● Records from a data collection
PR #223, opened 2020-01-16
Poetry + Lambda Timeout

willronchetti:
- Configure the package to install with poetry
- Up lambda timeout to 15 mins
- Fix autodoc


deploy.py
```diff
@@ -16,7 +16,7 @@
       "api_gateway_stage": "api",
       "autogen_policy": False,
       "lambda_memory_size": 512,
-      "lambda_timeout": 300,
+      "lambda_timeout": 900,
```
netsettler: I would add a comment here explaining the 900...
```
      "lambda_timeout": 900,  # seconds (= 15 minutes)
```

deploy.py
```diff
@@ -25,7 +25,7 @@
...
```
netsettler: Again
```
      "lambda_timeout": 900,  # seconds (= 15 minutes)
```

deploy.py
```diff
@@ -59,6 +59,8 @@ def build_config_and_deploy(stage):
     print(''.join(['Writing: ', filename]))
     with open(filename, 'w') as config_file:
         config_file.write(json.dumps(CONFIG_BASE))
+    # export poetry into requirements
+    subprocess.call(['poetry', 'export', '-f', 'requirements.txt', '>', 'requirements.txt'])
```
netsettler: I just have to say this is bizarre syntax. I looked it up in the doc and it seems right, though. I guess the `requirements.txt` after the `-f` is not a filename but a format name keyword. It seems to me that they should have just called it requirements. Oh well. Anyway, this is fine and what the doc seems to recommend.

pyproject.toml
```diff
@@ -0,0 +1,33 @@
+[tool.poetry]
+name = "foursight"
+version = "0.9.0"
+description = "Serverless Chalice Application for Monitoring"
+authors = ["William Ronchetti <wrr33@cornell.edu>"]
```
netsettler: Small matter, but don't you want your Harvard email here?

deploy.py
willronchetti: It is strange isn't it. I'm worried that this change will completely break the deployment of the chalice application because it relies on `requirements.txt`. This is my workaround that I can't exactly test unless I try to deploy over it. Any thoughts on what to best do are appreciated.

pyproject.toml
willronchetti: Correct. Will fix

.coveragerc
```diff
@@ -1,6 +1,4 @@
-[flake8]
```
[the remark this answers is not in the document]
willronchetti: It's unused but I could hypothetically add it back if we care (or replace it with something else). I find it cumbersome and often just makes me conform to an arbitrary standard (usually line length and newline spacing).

* * *

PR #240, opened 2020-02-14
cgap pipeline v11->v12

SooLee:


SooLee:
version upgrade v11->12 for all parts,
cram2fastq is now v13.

● Task prompt
Search the entries for the string "this" and return each line where it turns up.

● Finished task
netsettler: I just have to say this is bizarre syntax. I looked it up in the doc and it seems right, though. I guess the `requirements.txt` after the `-f` is not a filename but a format name keyword. It seems to me that they should have just called it requirements. Oh well. Anyway, this is fine and what the doc seems to recommend.
willronchetti: It is strange isn't it. I'm worried that this change will completely break the deployment of the chalice application because it relies on `requirements.txt`. This is my workaround that I can't exactly test unless I try to deploy over it. Any thoughts on what to best do are appreciated.
[the remark this answers is not in the document]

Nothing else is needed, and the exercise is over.